##### SOURCE DATA

PR #545, opened 2022-02-15
fix: Always copy ResourceVersion before update

karlkfi:
- Fix FakeDynamicClient to return an object from deletes
- Fix FakeDynamicClient to return DeepCopy to avoid mutation

### DIFF
--- a/pkg/inventory/inventory-client.go
+++ b/pkg/inventory/inventory-client.go
@@ -110,15 +110,12 @@ func (cic *ClusterInventoryClient) Merge(localInv InventoryInfo, objs object.Obj
 			return nil, err
 		}
 		klog.V(4).Infof("creating initial inventory object with %d objects", len(objs))
-		var createdObj *unstructured.Unstructured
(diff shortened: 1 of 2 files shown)


pkg/inventory/inventory-client.go
```diff
@@ -144,20 +141,13 @@ func (cic *ClusterInventoryClient) Merge(localInv InventoryInfo, objs object.Obj
 			return pruneIds, nil
 		}
 		if !objs.Equal(clusterObjs) {
-			clusterInv, err = wrappedInv.GetObject()
```
karlkfi, line 147: Removed because redundant. It was called a few lines up.

karlkfi:
Example test helloapp.md failure from nil pointer. Seems like `createInventoryObj` returns nil for dry-run.

Liujingfang1:
> Example test helloapp.md failure from nil pointer. Seems like createInventoryObj returns nil for dry-run.
Good finding. We can check if it is a dry-run and exist early before triggering `createInventoryObj`.

PR #546, opened 2022-02-15
fix: Always copy ResourceVersion before update

karlkfi:
- Fix FakeDynamicClient to return an object from deletes
- Fix FakeDynamicClient to return DeepCopy to avoid mutation
- Fix InventoryClient to return a DeepCopy of the input when
  dry-run is enabled.

Replaces https://github.com/kubernetes-sigs/cli-utils/pull/545


Liujingfang1:
Thank you for fixing this

/lgtm
/approve

PR #549, opened 2022-02-17
chore: Change solver to decide which tasks to use

karlkfi:
- This redesign of the solver moves complexity about deciding which
  tasks to use from the applier/destroyer into the solver. This makes
  the solver more of a solver and less of a "do what your told"-er.
- One major difference is that the InvAddTask is now skipped if there
  are no objects to be applied. This makes logic sense because the
  inventory doesn't need to be expanded.
- This change unblocks unification of graph dependency resolution
  using both the apploy objects and prune objects, which will help
  distinguish between external dependencies and dependencies being
  accidentally deleted.

### DIFF
--- a/pkg/apply/applier.go
+++ b/pkg/apply/applier.go
@@ -127,25 +127,6 @@ func (a *Applier) Run(ctx context.Context, invInfo inventory.Info, objects objec
 
 		// Fetch the queue (channel) of tasks that should be executed.
 		klog.V(4).Infoln("applier building task queue...")
-		taskBuilder := &solver.TaskQueueBuilder{
-			Pruner:        a.pruner,
-			DynamicClient: a.client,
-			OpenAPIGetter: a.openAPIGetter,
-			InfoHelper:    a.infoHelper,
-			Mapper:        a.mapper,
-			InvClient:     a.invClient,
-			Destroy:       false,
-			Collector:     vCollector,
-		}
-		opts := solver.Options{
-			ServerSideOptions:      options.ServerSideOptions,
-			ReconcileTimeout:       options.ReconcileTimeout,
-			Prune:                  !options.NoPrune,
-			DryRunStrategy:         options.DryRunStrategy,
-			PrunePropagationPolicy: options.PrunePropagationPolicy,
-			PruneTimeout:           options.PruneTimeout,
-			InventoryPolicy:        options.InventoryPolicy,
-		}
 		// Build list of apply validation filters.
 		applyFilters := []filter.ValidationFilter{
 			filter.InventoryPolicyApplyFilter{
@@ -155,7 +136,6 @@ func (a *Applier) Run(ctx context.Context, invInfo inventory.Info, objects objec
 				InvPolicy: options.InventoryPolicy,
 			},
 		}
-
 		// Build list of prune validation filters.
 		pruneFilters := []filter.ValidationFilter{
 			filter.PreventRemoveFilter{},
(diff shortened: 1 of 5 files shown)


karlkfi:
These example tests seem to be erroring over a non-error...

```
deployment.apps/the-deployment deleted
service/the-service deleted
configmap/the-map2 deleted
3 resource(s) deleted, 0 skipped, 0 failed to delete
Success: output line found
Success: output line found
Success: output line found
Preview strategy: server
Error: output line not found
Expected: deployment.apps/the-deployment deleted]
```

pkg/apply/applier.go
```diff
@@ -176,14 +156,35 @@ func (a *Applier) Run(ctx context.Context, invInfo inventory.Info, objects objec
...
 		}
+		taskBuilder := &solver.TaskQueueBuilder{
+			Pruner:        a.pruner,
+			DynamicClient: a.client,
+			OpenAPIGetter: a.openAPIGetter,
+			InfoHelper:    a.infoHelper,
+			Mapper:        a.mapper,
+			InvClient:     a.invClient,
+			Collector:     vCollector,
+			ApplyFilters:  applyFilters,
```
mortent, line 167: Not necessarily something for this PR, but could we also move more the filter setup into the solver?

pkg/apply/applier_test.go
```diff
@@ -674,22 +674,6 @@ func TestApplier(t *testing.T) {
 					EventType: event.InitType,
 					InitEvent: &testutil.ExpInitEvent{},
 				},
-				{
```
mortent, line 677: More generally, do we have any use-cases where the client cares about the inventory-related tasks? Or could we consider them implementation details and avoid sending events for them?

mortent (approved):
Some comments, but they are more about the longer-term direction than this PR. I like the change.

/approve

pkg/apply/applier.go
karlkfi: sounds like a good follow up PR. It will need a bunch of new tests.

pkg/apply/applier_test.go
karlkfi: I think we want to send them because they make web requests, which might take up to 30s to timeout if the apiserver is slow. It's usually a good ideal to tell the caller what you're doing when you hand off control like that. It can also be useful when building a progress bar/% (tho we're not doing this yet).

karlkfi:
Found the cause of the test failure.

The DryRunStrategy was being passed in both the Options and the Builder structs. So it wasn't be propagated consistently. I've removed the one in the Builder and left it only in the Options.

pkg/apply/applier_test.go
karlkfi: TIL the printer don't print those events.... it probably should. 

Plus, it would have helped me find the bug in the tests that was deleting the inventory during a dry-run.

pkg/apply/solver/solver.go
```diff
@@ -86,74 +87,139 @@ func (tq *TaskQueue) ToActionGroups() []event.ActionGroup {
...
+
+	// Use the "depends-on" annotation to create a graph, ands sort the
+	// objects to apply into sets using a topological sort.
+	if len(applyObjs) > 0 {
+		applySets, err := graph.SortObjs(applyObjs)
+		if err != nil {
+			t.Collector.Collect(err)
+		}
+		for _, applySet := range applySets {
+			applySet = t.Collector.FilterInvalidObjects(applySet)
```
Liujingfang1, line 152: One thing that I don't quite understand is why filtering the applySet in addition to the filtering in line 130-131.

pkg/apply/solver/solver.go
```diff
@@ -86,74 +87,139 @@ func (tq *TaskQueue) ToActionGroups() []event.ActionGroup {
...
+
+	if o.Prune && len(pruneObjs) > 0 {
+		// Use the "depends-on" annotation to create a graph, ands sort the
+		// objects to prune into sets using a (reverse) topological sort.
+		pruneSets, err := graph.ReverseSortObjs(pruneObjs)
+		if err != nil {
+			t.Collector.Collect(err)
+		}
+		for _, pruneSet := range pruneSets {
+			pruneSet = t.Collector.FilterInvalidObjects(pruneSet)
```
Liujingfang1, line 175: ditto

pkg/apply/solver/solver.go
```diff
@@ -86,74 +87,139 @@ func (tq *TaskQueue) ToActionGroups() []event.ActionGroup {
...
+		tasks = append(tasks, &task.InvSetTask{
+			TaskName:      "inventory-set-0",
+			InvClient:     t.InvClient,
+			InvInfo:       t.invInfo,
+			PrevInventory: prevInvIds,
+			DryRun:        o.DryRunStrategy,
+		})
+	}
+
+	if o.Destroy {
```
Liujingfang1, line 203: You can change this to 
` else {`

pkg/apply/solver/solver.go
```diff
@@ -86,74 +87,139 @@ func (tq *TaskQueue) ToActionGroups() []event.ActionGroup {
...
+			InvClient: t.InvClient,
+			InvInfo:   t.invInfo,
+			Objects:   applyObjs,
+			DryRun:    o.DryRunStrategy,
+		})
+	}
+
+	// Use the "depends-on" annotation to create a graph, ands sort the
+	// objects to apply into sets using a topological sort.
+	if len(applyObjs) > 0 {
```
seans3, line 146: This **if** statement looks the same as the one directly above; can this statement be removed and the code consolidated into the above block?

seans3 (commented):
This looks good. There is a nit about combining the same **if** statement.

pkg/apply/solver/solver.go
karlkfi: you're right, it's redundant. I'll remove these ones.

pkg/apply/solver/solver.go
karlkfi: I could, but the above Destroy check is temporary. In the near future I want to always run InvSetTask so that the inventory gets updated if any objects were NOT deleted.

pkg/apply/solver/solver.go
karlkfi: i tried to keep the tasks logically separated for readability, but yes, i could "reduce" the code a bit.

pkg/apply/solver/solver.go
Liujingfang1: Ack

pkg/apply/solver/solver.go
karlkfi: turns out this is required, because graphing and sorting can produce additional invalid objects.

pkg/apply/solver/solver.go
karlkfi: done

pkg/apply/solver/solver.go
karlkfi: done

pkg/apply/solver/solver.go
karlkfi: I added comments to explain

Liujingfang1: Ack

Liujingfang1 (commented):
/lgtm

PR #550, opened 2022-02-18
Ensure that Daemonset controller has acted on the Daemonset.

### LINKED ISSUE #548: Bug: kstatus/status returns incorrect "Current" result immediately after DaemonSet apply
We have a use case where we want to create a DaemonSet and wait for its replicas to be ready before moving forward with the rest of the work. I was trying to use the `kstatus/status` library to do that. I thought I would apply the DaemonSet and then continuously check the result returned by `status.Compute()`.

However, immediately after applying the DaemonSet, the `status.Compute()` method returns a `Current` result seemingly because the status is: `status:map[currentNumberScheduled:0 desiredNumberScheduled:0 numberMisscheduled:0 numberReady:0]]}`

**Is this expected? Should we add an exception case to return an `InProgress` result when `desiredNumberScheduled == 0`?**

Here's the code I was using:
```go
package main

import (
	"context"
	"flag"
	"log"
	"os"

	metav1 "k8s.io/apimachinery/pkg/apis/meta/v1"
	serializeryaml "k8s.io/apimachinery/pkg/runtime/serializer/yaml"
	"k8s.io/apimachinery/pkg/types"
	"k8s.io/client-go/discovery"
	"k8s.io/client-go/discovery/cached/memory"
	"k8s.io/client-go/dynamic"
	"k8s.io/client-go/restmapper"
	"k8s.io/client-go/tools/clientcmd"
	"sigs.k8s.io/cli-utils/pkg/kstatus/status"
)

func main() {
	kubeconfig := flag.String("kubeconfig", "", "absolute path to the kubeconfig file")
	manifest := flag.String("manifest", "", "absolute path to the daemonset manifest")
	flag.Parse()

	dsBytes, err := os.ReadFile(*manifest)
	if err != nil {
		log.Fatalf("Can't read %q: %v", *manifest, err)
	}

	obj := &unstructured.Unstructured{}
	_, gvk, err := serializeryaml.NewDecodingSerializer(unstructured.UnstructuredJSONScheme).Decode(dsBytes, nil, obj)
	if err != nil {
		log.Fatalf("Can't decode yaml: %v", err)
	}
	result, err := status.Compute(obj)
	if err != nil {
		log.Fatalf("Error computing status: %v", err)
	}
	log.Printf("Result Before: %v", result)

	config, err := clientcmd.BuildConfigFromFlags("", *kubeconfig)
	if err != nil {
		log.Fatalf("Can't create *rest.Config to talk to the cluster: %v", err)
	}

	dynamicClient, err := dynamic.NewForConfig(config)
	if err != nil {
		log.Fatalf("Can't create a dynamic client: %v", err)
	}

	discoveryClient, err := discovery.NewDiscoveryClientForConfig(config)
	if err != nil {
		log.Fatalf("Can't create a discovery client: %v", err)
	}
	mapper := restmapper.NewDeferredDiscoveryRESTMapper(memory.NewMemCacheClient(discoveryClient))

	mapping, err := mapper.RESTMapping(gvk.GroupKind(), gvk.Version)
	if err != nil {
		log.Fatalf("Can't find GVR for GVK: %v", err)
	}

	if newObj, err := dynamicClient.Resource(mapping.Resource).Namespace(obj.GetNamespace()).Patch(context.TODO(), obj.GetName(), types.ApplyPatchType, dsBytes, metav1.PatchOptions{FieldManager: "deployer"}); err != nil {
		log.Fatalf("Failed to apply patch: %v", err)
	} else {
		result, err := status.Compute(newObj)
		if err != nil {
			log.Fatalf("Error computing new status: %v", err)
		}
		log.Printf("Result After: %v", result)
	}
}
```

##########

WHAT IS EXPECTED:
Please give back exactly the lines of this listing beginning at the line with "karlkfi, line 147: Removed" and ending with the line with "PR #546, opened 2022-02-15", both included, and nothing else.

RESULT:
karlkfi, line 147: Removed because redundant. It was called a few lines up.

karlkfi:
Example test helloapp.md failure from nil pointer. Seems like `createInventoryObj` returns nil for dry-run.

Liujingfang1:
> Example test helloapp.md failure from nil pointer. Seems like createInventoryObj returns nil for dry-run.
Good finding. We can check if it is a dry-run and exist early before triggering `createInventoryObj`.

PR #546, opened 2022-02-15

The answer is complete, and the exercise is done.